The 500,000-year-old skeleton belonged to a five to 12-year-old child who suffered from craniosynostosis. The rare congenital condition occurs when two of the flat bones that make up the skull fuse together along their margins (sutures) too early during fetal development, hindering brain growth.
Spanish researchers discovered the first pieces of the skull near Atapuerca, Spain, in 2001, but they only recently pieced enough of it together to make a conclusive diagnosis.
"We were sure we had evidence of a real pathology," says Ana Gracia, a palaeoanthropologist at Complutense University in Madrid, who led the new study. "It's obvious – you only have to look at the cranium."
Different Appearance
The child suffered from a form of craniosynostosis that occurs in about 1 in every 200,000 children.
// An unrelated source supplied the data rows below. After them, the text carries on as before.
PR #101, opened 2020-09-24
Add tracks serializer

iHiD:
This adds a serializer for the tracks data. This will power both the public tracks endpoint in the API and the JS.

## Questions
- Is the data correct? Anything missing?
- Any comments on the pattern?
- Are you both happy with the `# TODO` pattern for where the data isn't yet in the schema. Doing this allows me to do smaller PRs for these situations.

## Notes

I'm deliberately removing n+1 queries by doing memoized groups/count etc at the bottom. Any time we serialize data we should be thinking of how we can do things like this to reduce the number of DB queries.

### DIFF
--- a/app/serializers/api/tracks_serializer.rb
+++ b/app/serializers/api/tracks_serializer.rb
@@ -1,0 +1,98 @@
+class API::TracksSerializer
+  include Rails.application.routes.url_helpers
+  include Mandate
+
+  def initialize(tracks, user = nil)
+    @tracks = tracks
+    @user = user
+  end
+
+  def to_hash
+    {
+      tracks: tracks.map do |track|
+        data_for_track(track).merge(user_data_for_track(track))
+      end
+    }
+  end
+
+  private
+  attr_reader :tracks, :user
+
+  def data_for_track(track)
+    {
+      id: track.id,
+      title: track.title,
+      num_concept_exercises: concept_exercise_counts[track.id].to_i,
+      num_practice_exercises: practice_exercise_counts[track.id].to_i,
+      web_url: routes.track_url(track),
+
+      # TODO: Set all three of these
+      icon_url: "https://assets.exercism.io/tracks/ruby-hex-white.png",
+      is_new: true,
+      tags: ["OOP", "Web Dev"]
+    }
+  end
+
+  def user_data_for_track(track)
+    return {} unless user
+
+    {
+      is_joined: joined_track_ids.include?(track.id),
+      num_completed_concept_exercises: completed_concept_exercise_counts[track.id].to_i,
+      num_completed_practice_exercises: completed_practice_exercise_counts[track.id].to_i
+    }
+  end
+
+  memoize
+  def routes
+    Rails.application.routes.url_helpers
+  end
+
+  memoize
+  def concept_exercise_counts
+    ConceptExercise.
+      where(track: tracks).
+      group(:track_id).
+      count
+  end
+
+  memoize
+  def practice_exercise_counts
+    PracticeExercise.
+      where(track: tracks).
+      group(:track_id).
+      count
+  end
+
+  memoize
+  def joined_track_ids
+    UserTrack.
+      where(user: user).
+      where(track: tracks).
+      map(&:track_id)
+  end
+
+  memoize
+  def completed_concept_exercise_counts
+    # TODO: This is currently exercises started. Once we've added
+    # the completed flags to the db we should change it to completed
+    ConceptSolution.
+      joins(:exercise).
+      where(user: user).
+      where('exercises.track_id': tracks).
+      group('exercises.track_id').
+      count
+  end
+
+  memoize
+  def completed_practice_exercise_counts
+    # TODO: This is currently exercises started. Once we've added
+    # the completed flags to the db we should change it to completed
+    PracticeSolution.
+      joins(:exercise).
+      where(user: user).
+      where('exercises.track_id': tracks).
+      group('exercises.track_id').
+      count
+  end
+end
--- a/test/serializers/api/tracks_serializer.rb
+++ b/test/serializers/api/tracks_serializer.rb
@@ -1,0 +1,67 @@
+require 'test_helper'
+
+class API::TracksSerializerTest < ActiveSupport::TestCase
+  test "without user" do
+    track = create :track
+
+    num_concept_exercises = 3
+    num_practice_exercises = 7
+
+    num_concept_exercises.times { create :concept_exercise, track: track }
+    num_practice_exercises.times { create :practice_exercise, track: track }
+
+    serializer = API::TracksSerializer.new([track])
+    expected = {
+      tracks: [
+        {
+          id: track.id,
+          title: track.title,
+          num_concept_exercises: num_concept_exercises,
+          num_practice_exercises: num_practice_exercises,
+          web_url: "https://test.exercism.io/tracks/#{track.slug}",
+
+          # TODO: Set all three of these
+          icon_url: "https://assets.exercism.io/tracks/ruby-hex-white.png",
+          is_new: true,
+          tags: ["OOP", "Web Dev"]
+        }
+      ]
+    }
+
+    assert_equal expected, serializer.to_hash
+  end
+
+  test "with user not joined" do
+    track = create :track
+
+    serializer = API::TracksSerializer.new([track], create(:user))
+
+    track_data = serializer.to_hash[:tracks].first
+    refute track_data[:is_joined]
+    assert_equal 0, track_data[:num_completed_concept_exercises]
+    assert_equal 0, track_data[:num_completed_practice_exercises]
+  end
+
+  test "with user joined and progressed" do
+    track = create :track
+    ces = Array.new(3).map { create :concept_exercise, track: track }
+    pes = Array.new(3).map { create :practice_exercise, track: track }
+
+    user = create :user
+    create :user_track, user: user, track: track
+
+    # TODO: Change to be completed when that is in the db schema
+    # and add a case where it's not completed to check the flag is
+    # being used correctly.
+    create :concept_solution, exercise: ces[0], user: user
+    create :practice_solution, exercise: pes[0], user: user
+    create :practice_solution, exercise: pes[1], user: user
+
+    serializer = API::TracksSerializer.new([track], user)
+
+    track_data = serializer.to_hash[:tracks].first
+    assert track_data[:is_joined]
+    assert_equal 1, track_data[:num_completed_concept_exercises]
+    assert_equal 2, track_data[:num_completed_practice_exercises]
+  end
+end


app/serializers/api/tracks_serializer.rb
```diff
@@ -0,0 +1,98 @@
+class API::TracksSerializer
+  include Rails.application.routes.url_helpers
+  include Mandate
+
+  def initialize(tracks, user = nil)
```
ErikSchierboom, line 5: Is the reason this `initialize` method has to be defined the fact that `user` can be `nil`? I thought `Mandate` generated this code

app/serializers/api/tracks_serializer.rb
```diff
@@ -0,0 +1,98 @@
...
+      num_completed_practice_exercises: completed_practice_exercise_counts[track.id].to_i
+    }
+  end
+
+  memoize
+  def routes
+    Rails.application.routes.url_helpers
+  end
+
+  memoize
```
ErikSchierboom, line 51: How does the memoize works, as in: what is the scope in which the memoized value is cached?

app/serializers/api/tracks_serializer.rb
```diff
@@ -0,0 +1,98 @@
...
+      tracks: tracks.map do |track|
+        data_for_track(track).merge(user_data_for_track(track))
+      end
+    }
+  end
+
+  private
+  attr_reader :tracks, :user
+
+  def data_for_track(track)
```
ErikSchierboom, line 21: What determines when something gets memoized? This information is also quite static.

app/serializers/api/tracks_serializer.rb
```diff
@@ -0,0 +1,98 @@
...
+
+  def initialize(tracks, user = nil)
+    @tracks = tracks
+    @user = user
+  end
+
+  def to_hash
+    {
+      tracks: tracks.map do |track|
+        data_for_track(track).merge(user_data_for_track(track))
```
ErikSchierboom, line 13: I like this pattern of separating non-user and user-specific data.

ErikSchierboom (approved):
Looks good!

app/serializers/api/tracks_serializer.rb
iHiD: Mandate doesn't have support (yet) for `nil` constructor params, and I don't want to have to pass `nil` into it in the places where it's not used. PRs to Mandate welcome to fix this 😉

app/serializers/api/tracks_serializer.rb
iHiD: It effectively does `@#{method_name} ||= the_result_of_the_function`. So it's setting an instance variable (so scoped to the instance of the object - or serializer in this case).

The code is [here](https://github.com/iHiD/mandate/blob/master/lib/mandate/memoize.rb) - I'll happily chat you through it if you'd like to take a walk through some Ruby metaprogramming.

app/serializers/api/tracks_serializer.rb
iHiD: memoize doesn't work on methods that take params, as it memoizes the result of the method the first time it comes across it.

The result of this method is only used once in the class, so it wouldn't be appropriate to memoize it.

ErikSchierboom:
> Is the data correct? Anything missing?

The number of enrolled students?

> Any comments on the pattern?

I like the pattern, but @kntsoriano probably has insight here.

> Are you both happy with the # TODO pattern for where the data isn't yet in the schema. Doing this allows me to do smaller PRs for these situations.

I'm all in favor or smaller PR's.

app/serializers/api/tracks_serializer.rb
ErikSchierboom: Okay!

app/serializers/api/tracks_serializer.rb
ErikSchierboom: Hah!

app/serializers/api/tracks_serializer.rb
```diff
@@ -0,0 +1,98 @@
+class API::TracksSerializer
+  include Rails.application.routes.url_helpers
+  include Mandate
```
kntsoriano, line 3: How do we use `Mandate`? Is it like a swiss army knife of short cuts? Or should it just be used for commands?

app/serializers/api/tracks_serializer.rb
```diff
@@ -0,0 +1,98 @@
...
+
+  def initialize(tracks, user = nil)
+    @tracks = tracks
+    @user = user
+  end
+
+  def to_hash
```
kntsoriano, line 10: Calling `#to_hash` on the serializer doesn't seem a good name since we are actually transforming the object to hash, and not the serializer. `#call` might be better.

Serializers are really awkward objects for me,  as they don't feel like an actual thing in our system. I also don't like naming models that have the `-er` suffix, as it doesn't feel concrete to me. As an alternative, I usually reach for read models instead (example being calling this `StudentTrackList` and calling `to_hash` on it).

That being said though,  we're still starting out and searching for things that work for us. I don't really mind using this pattern to see how it will affect how we use the code.

test/serializers/api/tracks_serializer.rb
```diff
@@ -0,0 +1,67 @@
+require 'test_helper'
+
+class API::TracksSerializerTest < ActiveSupport::TestCase
+  test "without user" do
```
kntsoriano, line 4: Any thoughts on structuring our tests to follow the [Four-Phase Test](https://thoughtbot.com/blog/four-phase-test)?

test/serializers/api/tracks_serializer.rb
```diff
@@ -0,0 +1,67 @@
...
+          is_new: true,
+          tags: ["OOP", "Web Dev"]
+        }
+      ]
+    }
+
+    assert_equal expected, serializer.to_hash
+  end
+
+  test "with user not joined" do
```
kntsoriano, line 34: As I was reading this test, it's somewhat telling me that we could split this into two objects. One dealing with the context of not having a user, and one dealing with the context of having a user. It seems that this is testing too much as we're testing two cases within the user context.

We don't need to change it right now. It's just something that I noticed.

kntsoriano:
With regards the TODO pattern, maybe we could just not include the assertion then. I think it's a lot cleaner this way since we might get to a point where we'll be stuck with lots of TODO comments and we don't know what are finished or not.

app/serializers/api/tracks_serializer.rb
iHiD: Bit of both. It does `memoize` and `initializer` shortcuts when we need those (e.g. in these situations) and then the `.call` magic for the commands. So swiss-army-knife in lots of places then also commands in others.

app/serializers/api/tracks_serializer.rb
iHiD: So the purpose of this is purely to serialize data for outputs. It's quite deliberately not a "thing" in its own right. It shouldn't have any behaviour etc, and just has methods for `to_json` and `to_hash` for when that data is serialized. It's really just an object that outputs a view of something.

I've modelled it as a serializer Object, but we could equally have it as a command (`SerializeTracks`) instead - I'd be quite happy with that.

test/serializers/api/tracks_serializer.rb
iHiD: I think it is. Setup (L5-11), exercise (13), verify (14-31). And then no teardown.

In what way do you think it doesn't conform to that?

test/serializers/api/tracks_serializer.rb
iHiD: Yeah, maybe. My reluctance to do that was that then we have to encode the same logic in multiple places to determine which serializer to call, and so the responsibility moves to multiple non-DRY controllers. Whereas I think what's actually changing is the output of the serialization based on various criteria (e.g. whether there is a user) - so it feels to me like the logic should be encapsualted within that serialization logic.

app/serializers/api/tracks_serializer.rb
ErikSchierboom: > I've modelled it as a serializer Object, but we could equally have it as a command (SerializeTracks) instead - I'd be quite happy with that.

I like that!

iHiD: OK, I can do that as a seperate PR.

iHiD:
> With regards the TODO pattern, maybe we could just not include the assertion then

If we don't include the test, I wouldn't want to include the code either. Else we have untested code. The problem then is that we couldn't test the component end-to-end. It's a tricky one. Fundamentally something has to get stubbed somewhere - either in the JS, or the serializer or the model.

> we might get to a point where we'll be stuck with lots of TODO comments and we don't know what are finished or not.

I think the rule has to be that we are not finished (as in ready to launch) until all TODOs are implemented.

iHiD:
Closing this in favour of #103 but please feel free to continue conversations 🙂

test/serializers/api/tracks_serializer.rb
kntsoriano: Just the spacing between the steps. I think we should have each step as one paragraph.

kntsoriano:
> If we don't include the test, I wouldn't want to include the code either. Else we have untested code. The problem then is that we couldn't test the component end-to-end. It's a tricky one. Fundamentally something has to get stubbed somewhere - either in the JS, or the serializer or the model.

Cool. Sounds good to stub then :)

app/serializers/api/tracks_serializer.rb
kntsoriano: This I guess is what makes me confused. I feel like we should have this in the docs somewhere, as `Mandate` implies it being a command always.

app/serializers/api/tracks_serializer.rb
kntsoriano: I'd argue it's actually a thing, but wouldn't want to press that right now. I'm happy with having this as a command to serialize tracks, but would argue in the future that it would make our code less flexible. Having explicit classes for commands is less flexible than running `to_hash` on the object you want to serialize.

test/serializers/api/tracks_serializer.rb
kntsoriano: Exactly why I think this isn't just a plain serializer.

app/serializers/api/tracks_serializer.rb
iHiD: OK, cool. Maybe we should `include Mandate::Memoize` here, rather than the whole thing?

test/serializers/api/tracks_serializer.rb
iHiD: Ah, ok. Cool.

test/serializers/api/tracks_serializer.rb
iHiD: Yeah - I agree. We need a better name I think.

app/serializers/api/tracks_serializer.rb
iHiD: @kntsoriano Continued this discussion [here](https://github.com/exercism/v3-website/issues/115) as a stand-alone issue 🙂

app/serializers/api/tracks_serializer.rb
kntsoriano: Yeah. That's a really good idea. If that should be easy to change, let's do it.

iHiD: Great. I'll update things where I come across them and do it that way from now on 🙂

PR #102, opened 2020-09-24
Tracks searching

iHiD:
This PR adds a command for searching tracks. It's pretty straight forward 🙂 

Note that I'm **not** adding new migrations for changes. I want to end up with one migration per table to make ETL easier. So you will need to reset your DB your use this. This will be a regular thing to do 🙂 You can do this with: 
```bash
bundle exec db:migrate:reset db:seed
```

### DIFF
--- a/app/models/track.rb
+++ b/app/models/track.rb
@@ -10,6 +10,8 @@ class Track < ApplicationRecord
 
   delegate :head_sha, to: :repo, prefix: "git"
 
+  scope :active, -> { where(active: true) }
+
   def self.for!(param)
     return param if param.is_a?(Track)
     return find_by!(id: param) if param.is_a?(Numeric)
--- a/test/commands/track/search_test.rb
+++ b/test/commands/track/search_test.rb
@@ -1,0 +1,47 @@
+require "test_helper"
+
+class Badge::CreateTest < ActiveSupport::TestCase
+  test "only include active tracks" do
+    # Create one active and one inactive track
+    track = create :track, active: true
+    create :track, active: false
+
+    assert_equal [track], Track::Search.()
+  end
+
+  test "wildcard search with criteria" do
+    # Create one track with Ruby in the title
+    track = create :track, title: "A Ruby Track"
+    create :track, title: "A JS Track"
+
+    assert_equal [track], Track::Search.(criteria: "ruby")
+  end
+
+  test "status raises without a user" do
+    assert_raises TrackSearchStatusWithoutUserError do
+      Track::Search.(status: :all)
+    end
+  end
+
+  test "status raises unless its valid" do
+    assert_raises TrackSearchInvalidStatusError do
+      Track::Search.(status: :foobar, user: create(:user))
+    end
+  end
+
+  test "status pivots correctly" do
+    user = create :user
+    joined = create :track
+    create :user_track, user: user, track: joined
+    unjoined = create :track
+
+    assert_equal [joined, unjoined],
+                 Track::Search.(status: :all, user: user)
+
+    assert_equal [joined],
+                 Track::Search.(status: :joined, user: user)
+
+    assert_equal [unjoined],
+                 Track::Search.(status: :unjoined, user: user)
+  end
+end
--- a/test/models/track_test.rb
+++ b/test/models/track_test.rb
@@ -16,7 +16,7 @@ class TrackTest < ActiveSupport::TestCase
     assert_equal track, Track.for!(track.slug)
   end
 
-  test "#active scope" do
+  test ".active scope" do
     # Create one active and one inactive track
     track = create :track, active: true
     create :track, active: false
--- a/test/models/track_test.rb
+++ b/test/models/track_test.rb
@@ -16,6 +16,14 @@ class TrackTest < ActiveSupport::TestCase
     assert_equal track, Track.for!(track.slug)
   end
 
+  test "#active scope" do
+    # Create one active and one inactive track
+    track = create :track, active: true
+    create :track, active: false
+
+    assert_equal [track], Track.active
+  end
+
   %w[head_sha].each do |delegate|
     test "delegates git_#{delegate}" do
       slug = SecureRandom.uuid
--- a/app/commands/track/search.rb
+++ b/app/commands/track/search.rb
@@ -1,0 +1,51 @@
+class Track
+  class Search
+    STATUSES = %i[all joined unjoined].freeze
+
+    include Mandate
+
+    def initialize(criteria: nil, tags: nil, status: nil, user: nil)
+      @criteria = criteria
+      @tags = tags
+      @status = status.try(&:to_sym)
+      @user = user
+    end
+
+    def call
+      @tracks = Track.active
+      filter_criteria
+      filter_tags
+      filter_status
+      @tracks
+    end
+
+    private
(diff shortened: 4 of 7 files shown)


test/models/track_test.rb
```diff
@@ -16,6 +16,14 @@ class TrackTest < ActiveSupport::TestCase
     assert_equal track, Track.for!(track.slug)
   end
 
+  test "#active scope" do
+    # Create one active and one inactive track
```
kntsoriano, line 20: I think we can remove this comment.

test/models/track_test.rb
```diff
@@ -16,6 +16,14 @@ class TrackTest < ActiveSupport::TestCase
     assert_equal track, Track.for!(track.slug)
   end
 
+  test "#active scope" do
```
kntsoriano: What do you think about using `.active` instead? It's a class method.

test/commands/track/search_test.rb
```diff
@@ -0,0 +1,47 @@
...
+    end
+  end
+
+  test "status raises unless its valid" do
+    assert_raises TrackSearchInvalidStatusError do
+      Track::Search.(status: :foobar, user: create(:user))
+    end
+  end
+
+  test "status pivots correctly" do
```
kntsoriano, line 32: Maybe have a separate test for each status? Might be clearer that way.

test/commands/track/search_test.rb
```diff
@@ -0,0 +1,47 @@
+require "test_helper"
+
+class Badge::CreateTest < ActiveSupport::TestCase
```
ErikSchierboom, line 3: Should this be:

```suggestion
class Track::SearchTest < ActiveSupport::TestCase
```

test/commands/track/search_test.rb
ErikSchierboom: I like separating them.

test/models/track_test.rb
ErikSchierboom: Ah, so the convention is to start with a `#` for module methods and with a `.` for class methods?

test/models/track_test.rb
```diff
@@ -16,6 +16,14 @@ class TrackTest < ActiveSupport::TestCase
...
+    # Create one active and one inactive track
+    track = create :track, active: true
+    create :track, active: false
```
ErikSchierboom, line 22: Is the result of this call used anywhere?

app/models/track.rb
```diff
@@ -10,6 +10,8 @@ class Track < ApplicationRecord
 
   delegate :head_sha, to: :repo, prefix: "git"
 
+  scope :active, -> { where(active: true) }
```
ErikSchierboom, line 13: I just read up on what this does. Great feature!

ErikSchierboom (approved):
> Note that I'm not adding new migrations for changes. I want to end up with one migration per table to make ETL easier. So you will need to reset your DB your use this. This will be a regular thing to do 🙂 You can do this with:
>
> bundle exec db:migrate:reset db:seed

If we're expected to do this occasionally, maybe add a script to `scripts/docker`?

ErikSchierboom:
> bundle exec db:migrate:reset db:seed

This didn't work for me.

> bundle exec rake db:reset db:migrate db:seed

did

test/models/track_test.rb
iHiD:
```suggestion
  test ".active scope" do
```

test/models/track_test.rb
iHiD: The reason this comment is there is that L22 creates a track but doesn't do anything with it. Someone could accidentally delete that line, the test would still pass, but the actual usefulness of the test would then be lost. So by adding the comment I wanted to emphasise that two tracks should be created, and the second line isn't some sort of mistake etc.

Is there a better way to achieve this without a comment?

test/models/track_test.rb
iHiD: Ha - And Erik perfectly emphasises my point re the comment. It would be really easy for Erik to remove this line because it seemingly does nothing (although in reality, it's crucial to this test working).

test/commands/track/search_test.rb
iHiD: So, I disagree 🙂 

I like the fact we have one setup that we can then test works as expected. This links back to the other comment about deleting the comment. If we split this into three tests, then we have to have the setup for each test with models that don't get used, which makes the test more brittle.

In my thinking, having the superset of states, and then checking they filter correctly, is the safest way to check that everything works as expected.

iHiD:
Closing this in favour of #103 but please feel free to continue conversations 🙂

iHiD:
> If we're expected to do this occasionally, maybe add a script to scripts/docker?

@ErikSchierboom Yep! Want to do it? 🙂

test/models/track_test.rb
ErikSchierboom: Would assigning the result to an unused variable be better?

ErikSchierboom:
@iHiD Yep!

ErikSchierboom:
https://github.com/exercism/v3-website/pull/110 opened

test/models/track_test.rb
kntsoriano: Assert that the other track is not included in the scope.

test/commands/track/search_test.rb
kntsoriano: This means that this should be a separate object then. It seems that we're testing things too deep.

iHiD: > This means that this should be a separate object then. It seems that we're testing things too deep.

I don't understand what you mean. 

This is just a test that a method is working correctly. The method can take three options and outputs three values as a result. I don't think we're testing anything too deeply here? Could you expand.

I see two options. One is what I have with one test. The second is to replace it with three tests:

```ruby
  test "status with status all" do
    user = create :user
    joined = create :track
    create :user_track, user: user, track: joined
    unjoined = create :track

    assert_equal [joined, unjoined],
                 Track::Search.(status: :all, user: user)
  end

  test "status with status joined" do
    user = create :user
    joined = create :track
    create :user_track, user: user, track: joined
    create :track

    assert_equal [joined],
                 Track::Search.(status: :joined, user: user)
  end

  test "status with status unjoined" do
    user = create :user
    create :track
    create :user_track, user: user, track: joined
    unjoined = create :track

    assert_equal [unjoined],
                 Track::Search.(status: :unjoined, user: user)
  end
```

I don't see how just duplicating the same setup three times makes this test and more robust or clear. Plus adding a fourth state would mean having to remember to add the extra line in 4 places.

kntsoriano: I think what I'm saying that this should be a separate object, something like a `StatusFilter`. We can add the relevant tests to that just concerning the status. Having 3 different assertions for 3 different states is telling me that it should be on it's own object. This ensures that the setup is robust across them all. I just felt that it may be too deep as when we add a new status (a good possibility), having more than 3 assertions on 1 test seems to be too much.

I might be looking too far ahead in the future though. I'm completely okay with what we have right now :) Just thinking out loud here.

iHiD: OK, sweet. I think I'm ok with it - but if it gets problematic then definitely agree that we could split it out. Thanks :)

He or she was a member of the species Homo heidelbergensis, – early humans that lived in Europe up to 800,000 years ago and may have given rise to Neanderthals.
The discovery marks the earliest example of a human skeleton with signs of a physical deformity that that might have made the individual dependent on others for survival.
Most animals, including primates, sacrifice or abandon young born with crippling deformities, Gracia says. It's impossible to know whether the child suffered from any cognitive problems, but he or she would undoubtedly have looked different from family and friends, she says.
Rest of article.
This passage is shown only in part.